Once more, because I can
Scoble’s back with more response to my response below. Where shall we start?
The average conference attendee can attend maybe 10 sessions in a two-day conference. You telling me there are webloggers who miss more than half an hour because of their 802.11 network settings? I’ve never seen anyone have any such problems. I wonder who he’s refering too.
I’m referring to your very own buddy, Doc Searls from earlier this month, to quote:
I missed some stuff while I was trying to GET THE FUCKING CONNECTION TO FUCKING WORK.
The last slide said blogs weren’t a threat to the established journalistic order (or something like that), but that it was a threat to Google — but only if we come up with some kind of standards for something or other I wasn’t listening to because fucking with technology took up all my precious and declining cycle time.
I rest my case. If I’m at a conference for work, my boss is not going to be pleased with that report, and even if it was only a half an hour out of a complete day, it was information missed. Information he paid for.

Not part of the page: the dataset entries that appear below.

PR #145, opened 2020-03-20
Seperate job build cluster

alvaroaleman:
With this change it is possible to set up a distinct cluster for ProwJob resources, which we will need once we migrate the prow controlplane to a different cluster.

/assign @smarterclayton @stevekuznetsov

### DIFF
--- a/Makefile
+++ b/Makefile
@@ -1,5 +1,5 @@
 build:
-	go build -ldflags "-X github.com/openshift/release-controller/vendor/k8s.io/client-go/pkg/version.gitCommit=$$(git rev-parse HEAD) -X github.com/openshift/release-controller/vendor/k8s.io/client-go/pkg/version.gitVersion=v1.0.0+$$(git rev-parse --short=7 HEAD)" ./cmd/release-controller
+	GOFLAGS="-mod=vendor" go build -ldflags "-X github.com/openshift/release-controller/vendor/k8s.io/client-go/pkg/version.gitCommit=$$(git rev-parse HEAD) -X github.com/openshift/release-controller/vendor/k8s.io/client-go/pkg/version.gitVersion=v1.0.0+$$(git rev-parse --short=7 HEAD)" ./cmd/release-controller
 .PHONY: build
 
 image:
@@ -7,13 +7,9 @@ image:
 .PHONY: image
 
 test:
-	go test -race ./...
+	GOFLAGS="-mod=vendor" go test -race ./...
 .PHONY: test
 
-test-integration: build
-	./test/integration.sh
-.PHONY: test-integration
-
 vendor:
-	glide update --strip-vendor --skip-test
+	go mod vendor
 .PHONY: vendor
--- a/cmd/release-controller/main.go
+++ b/cmd/release-controller/main.go
@@ -51,7 +51,6 @@ type options struct {
 	JobNamespace      string
 	ProwNamespace     string
 	ProwJobKubeconfig string
-	ProwJobCluster    string
 
 	ProwConfigPath string
 	JobConfigPath  string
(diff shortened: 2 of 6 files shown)


Makefile
```diff
@@ -9,11 +9,3 @@ image:
...
 	go test -race ./...
 .PHONY: test
-
-test-integration: build
-	./test/integration.sh
-.PHONY: test-integration
-
-vendor:
-	glide update --strip-vendor --skip-test
-.PHONY: vendor
```
smarterclayton: You should be replacing this with `go mod vendor`, not removing it

smarterclayton: Actually, icy ou're going to change this also fix go build to use `-mod vendor`

alvaroaleman: Updated. It should be mentioned that there are no jobs set up to verify vendor, but that is not the scope of the PR. I just removed the two targets because they were irritating.

cmd/release-controller/sync_verify_prow.go
```diff
@@ -56,6 +56,7 @@ func (c *Controller) ensureProwJobForReleaseTag(release *Release, verifyName str
 	}, map[string]string{
 		releaseAnnotationSource: fmt.Sprintf("%s/%s", release.Source.Namespace, release.Source.Name),
 	})
+	pj.Spec.Cluster = c.prowJobCluster
```
stevekuznetsov: Why would we ever tolerate this being different than what's configured in the base job in config?

cmd/release-controller/main.go
```diff
@@ -106,6 +108,8 @@ func main() {
 	var ignored string
 	flag.StringVar(&ignored, "to", ignored, "REMOVED: The image stream in the release namespace to push releases to.")
 	flag.StringVar(&opt.JobNamespace, "job-namespace", opt.JobNamespace, "The namespace to execute jobs and hold temporary objects.")
+	flag.StringVar(&opt.ProwJobCluster, "prow-job-cluster", opt.ProwJobCluster, "The cluster to configure on all created ProwJobs.")
+	flag.StringVar(&opt.ProwJobKubeconfig, "prow-job-kubeconfig", opt.ProwJobKubeconfig, "The kubeconfig to use for interacting with ProwJobs. Defaults to the main kubeconfig if unset.")
```
stevekuznetsov: How do we choose a context from this kubeconfig?

alvaroaleman: We don't, its expected to only have one

cmd/release-controller/sync_verify_prow.go
alvaroaleman: The base job doesn't have any config and shouldn't need to know about CI details like this

cmd/release-controller/main.go
alvaroaleman: (If there is more than one, the code will load the `current_context`)

cmd/release-controller/sync_verify_prow.go
stevekuznetsov: Why doesn't it? Why shouldn't it? Why is it appropriate for the release controller to e.g. publish a job to the app.ci cluster? IMO the control for where the job should run is not here.

cmd/release-controller/main.go
stevekuznetsov: In other places we do a more explicit mapping/identification of contexts. I'd love the kubeconfig for this to look as identical as possible to that for prow controlplane controllers, so as long as we're roughly in the same shape here I am OK

cmd/release-controller/sync_verify_prow.go
alvaroaleman: Because where the jobs run is our problem, how the jobs look like is arts problem.

cmd/release-controller/main.go
alvaroaleman: We also dont do anything the like for the main kubeconfig. Doing so is only required if there is a need to pass more than one config in one kubeconfig IMHO

cmd/release-controller/sync_verify_prow.go
stevekuznetsov: Really? Explain to me why the release controller should get to choose which build cluster this runs on when there is only one valid place for it -- build01.

alvaroaleman: The idea is not to leave it a choice but in the contrary enforce something. We do not write these jobs, but we do control the deployment of the release-controller or not?

stevekuznetsov:
Tide isn't even turned on for this repo?

stevekuznetsov:
Oh, it is ... I'm just neither an approver nor a reviewer nor are the normal settings for GitHub reviews set. Oops.

PR #148, opened 2020-03-27
Sorting the tags by semantic versions

bradmwilliams:


cmd/release-controller/http.go
```diff
@@ -987,6 +987,7 @@ func (c *Controller) latestForStream(streamName string, constraint semver.Range,
 		}
 		// find all accepted tags, then sort by semantic version
 		tags := semanticTagsForRelease(r, releasePhaseAccepted)
+		sort.Sort(tags)
```
smarterclayton: semanticTagsForRelease doesn't sort tags?

smarterclayton: so it doesn't.

PR #151, opened 2020-03-31

AlexNPavel:
This PR adds initial support for moving bugzilla bugs that were fixed in an accepted release to the VERIFIED state if the bug's QA contact approved the PR that fixed the bug.

For now, this will print what would be changed in the logs. If everything works as expected, I will make another PR to allow the release-controller to actually make the changes.

/cc @stevekuznetsov


cmd/release-controller/main.go
```diff
@@ -94,30 +98,35 @@ func main() {
...
 		},
 	}
-	flag := cmd.Flags()
-	flag.BoolVar(&opt.DryRun, "dry-run", opt.DryRun, "Perform no actions on the release streams")
-	flag.StringVar(&opt.AuditStorage, "audit", opt.AuditStorage, "A storage location to report audit logs to, if specified. The location may be a file://path or gs:// GCS bucket and path.")
-	flag.StringVar(&opt.AuditGCSServiceAccount, "audit-gcs-service-account", opt.AuditGCSServiceAccount, "An optional path to a service account file that should be used for uploading audit information to GCS.")
-	flag.StringSliceVar(&opt.LimitSources, "only-source", opt.LimitSources, "The names of the image streams to operate on. Intended for testing.")
-	flag.StringVar(&opt.SigningKeyring, "sign", opt.SigningKeyring, "The OpenPGP keyring to sign releases with. Only releases that can be verified will be signed.")
-	flag.StringVar(&opt.CLIImageForAudit, "audit-cli-image", opt.CLIImageForAudit, "The command line image pullspec to use for audit and signing. This should be set to a digest under the signers control to prevent attackers from forging verification. If you pass 'local' the oc binary on the path will be used instead of running a job.")
+	flagset := cmd.Flags()
```
stevekuznetsov: Could you break out this change and add in a dummy set of flags for the github/bugzilla options with no validation? We would merge that first to allow for a seamless upgrade

cmd/release-controller/sync.go
```diff
@@ -514,6 +517,90 @@ func (c *Controller) syncReady(release *Release) error {
 	return nil
 }
 
+type GitHubPR struct {
+	Org  string
+	Repo string
+	PR   int
+}
+
+type BugzillaPR struct {
```
stevekuznetsov: This is not a struct with an obvious meaning

cmd/release-controller/sync.go
```diff
@@ -514,6 +517,90 @@ func (c *Controller) syncReady(release *Release) error {
...
+	bugzillaNum int
+	githubPR    GitHubPR
+}
+
+const (
+	GHRegex       = `\(https://github.com/[[:alnum:]]+/[[:alnum:]|\-]+/pull/[\d]+\)`
```
stevekuznetsov: You can actually expose these as regex with `MustCompile()`

cmd/release-controller/sync.go
```diff
@@ -514,6 +517,90 @@ func (c *Controller) syncReady(release *Release) error {
...
+	BZRegex       = `\[Bug [\d]+\]`
+	BZAssignRegex = `Assigning the QA contact for review:[[:space:]]+/assign @[[:alnum:]]+`
+)
+
+func getBugzillaPRs(input string) []BugzillaPR {
+	lineRegex := regexp.MustCompile(fmt.Sprintf(`%s.+%s`, BZRegex, GHRegex))
```
stevekuznetsov: use `MustCompile` in `var` declarations, not in normal program flow

cmd/release-controller/sync.go
```diff
@@ -514,6 +517,90 @@ func (c *Controller) syncReady(release *Release) error {
...
+	githubPR    GitHubPR
+}
+
+const (
+	GHRegex       = `\(https://github.com/[[:alnum:]]+/[[:alnum:]|\-]+/pull/[\d]+\)`
+	BZRegex       = `\[Bug [\d]+\]`
+	BZAssignRegex = `Assigning the QA contact for review:[[:space:]]+/assign @[[:alnum:]]+`
+)
+
+func getBugzillaPRs(input string) []BugzillaPR {
```
stevekuznetsov: Get the PRs from ... what? A string?

cmd/release-controller/sync.go
```diff
@@ -514,6 +517,90 @@ func (c *Controller) syncReady(release *Release) error {
...
+		newArr = append(newArr, bzPR)
+	}
+	return newArr
+}
+
+func prApprovedByQA(comments []github.IssueComment) bool {
+	bzRegex := regexp.MustCompile(BZAssignRegex)
+	var lgtms, qaContacts []string
+	for _, comment := range comments {
+		if strings.Contains(comment.Body, "/lgtm") {
```
stevekuznetsov: This won't handle the case where the repo allows an approving review to mean LGTM, either -- we should see if we can factor out this logic in Prow and reuse it here

cmd/release-controller/http.go
```diff
@@ -615,25 +615,15 @@ func (c *Controller) httpReleaseInfoDownload(w http.ResponseWriter, req *http.Re
...
-func (c *Controller) httpReleaseInfo(w http.ResponseWriter, req *http.Request) {
-	start := time.Now()
-	defer func() { glog.V(4).Infof("rendered in %s", time.Now().Sub(start)) }()
-
-	vars := mux.Vars(req)
-	release := vars["release"]
-	tag := vars["tag"]
-	from := req.URL.Query().Get("from")
-
+func (c *Controller) getReleaseTagInfo(release, tag, from string) (*ReleaseStreamTag, string, string, error, int) {
```
stevekuznetsov: Smells bad to leak out the HTTP code here -- either interpret the result into a code in `httpReleaseInfo()` or return a type which implements `Error()` and exposes the code?

cmd/release-controller/sync.go
```diff
@@ -527,6 +614,34 @@ func (c *Controller) syncAccepted(release *Release) error {
 	var errs []error
 	newestAccepted := acceptedTags[0]
 	for name, publishType := range release.Config.Publish {
+		_, tagPull, previousTagPull, err, _ := c.getReleaseTagInfo(release.Source.GetName(), newestAccepted.Name, "")
```
stevekuznetsov: Nulling the release tag from a method to get the release tag smells bad -- could this be factored better?

cmd/release-controller/sync.go
```diff
@@ -527,6 +614,34 @@ func (c *Controller) syncAccepted(release *Release) error {
...
+		} else {
+			if changelog, err := c.releaseInfo.ChangeLog(previousTagPull, tagPull); err != nil {
+				errs = append(errs, fmt.Errorf("Unable to generate changelog from %s to %s: %v", previousTagPull, tagPull, err))
+			} else {
+				bzPRs := getBugzillaPRs(changelog)
+				fmt.Printf("Bugs fixed from %s to %s: %v\n", previousTagPull, tagPull, bzPRs)
+				for _, bzp := range bzPRs {
+					bug, err := c.bzClient.GetBug(bzp.bugzillaNum)
+					if err != nil {
+						glog.V(4).Infof("Unable to get bugzilla number %d: %v", bzp.bugzillaNum, err)
```
stevekuznetsov: This should be an error

cmd/release-controller/sync.go
```diff
@@ -527,6 +614,34 @@ func (c *Controller) syncAccepted(release *Release) error {
...
+					}
+					comments, err := c.ghClient.ListIssueComments(bzp.githubPR.Org, bzp.githubPR.Repo, bzp.githubPR.PR)
+					if err != nil {
+						glog.V(4).Infof("Unable to get comments for github pull (%s, %s, %d): %v", bzp.githubPR.Org, bzp.githubPR.Repo, bzp.githubPR.PR, err)
```
stevekuznetsov: This should be an error

stevekuznetsov: nit: idiom is `%s/%s#%d` for pulls

stevekuznetsov: nit: does glog not have first-class `WithError` semantics?

cmd/release-controller/sync_test.go
```diff
@@ -0,0 +1,116 @@
...
+
+import (
+	"reflect"
+	"testing"
+
+	"k8s.io/apimachinery/pkg/util/diff"
+	"k8s.io/test-infra/prow/github"
+)
+
+func TestGetBugzillaPRs(t *testing.T) {
```
stevekuznetsov: Ah. Is there any way for us to get at the structures that are used to generate the changelog instead of parsing it post-facto with regex?

AlexNPavel: Some of the structures (`InfoOptions`, `func NewInfoOptions`, `func InfoOptions.LoadReleaseInfo`) are exposed, but the ones that actually do the diffs and changelog aren't (`calculateDiff`, `releaseDiffContentChanges`, `commitsForRepo`, etc). We could copy over this code, but I thought that wouldn't be ideal (though regex-ing the generated changelog isn't the greatest thing either).

AlexNPavel:
/hold

We need to make sure the podspec is updated for release-controller in production before merging this

cmd/release-controller/sync.go
AlexNPavel: Added

cmd/release-controller/sync.go
```diff
@@ -514,6 +517,101 @@ func (c *Controller) syncReady(release *Release) error {
...
+	}
+	return newArr
+}
+
+// prApprovedByQA looks through PR comments and identifies if an assigned
+// QA contact lgtm'd the PR
+func prApprovedByQA(comments []github.IssueComment, reviews []github.Review) bool {
+	var lgtms, qaContacts []string
+	for _, comment := range comments {
+		if strings.Contains(comment.Body, "/lgtm") {
```
stevekuznetsov, line 588: Technically we should reuse the regex upstream to make sure we don't have false positives

cmd/release-controller/sync.go
```diff
@@ -537,6 +537,9 @@ var (
 	BZRegex = regexp.MustCompile(`\[Bug [\d]+\]`)
 	// BZAssignRegex matches the QA assignment comment made by the openshift-ci-robot
 	BZAssignRegex = regexp.MustCompile(`Requesting review from QA contact:[[:space:]]+/cc @[[:alnum:]]+`)
+	// from prow lgtm plugin
+	lgtmRe       = regexp.MustCompile(`(?mi)^/lgtm(?: no-issue)?\s*$`)
```
stevekuznetsov, line 541: We should import these!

As for the rest of Robert’s response, I agree completely with him. I’m not knocking blogging a conference, I’m knocking real-time blogging it. I fully intend to blog about Gnomedex while I’m there, but I won’t be doing it during sessions, I’ll be involved in those sessions. Let me ask you a question, Robert. Let’s say you’re having lunch with a bunch of folks you admire, which seems to be an important part of conferences for you. Are you blogging it real-time? Why not, aren’t there important things being discussed? Could it be because you’re involved in the conversation? When you attend a lecture you are just as involved. As a speaker I’m looking at my audience and making eye contact to gauge how well something is clicking with you. (I don’t need a chatroom scroll on the screen to have people tell me how well I’m doing, I can see it in your eyes and body language, if you’re involved in the presentation.) If there’s no visual feedback because you are all typing most everything I say, then the session is going to suck, and it’ll get worse at conferences where everyone’s blogging real-time, not better.
A final thought, I don’t have an audience of hundreds, but I do have an audience that I consider when I write here. Therefore, I would rather give them a well-thought out overview of a conference than my ramblings while trying to blog and listen to a speaker at the same time. They deserve my undivided attention as much as the speaker does.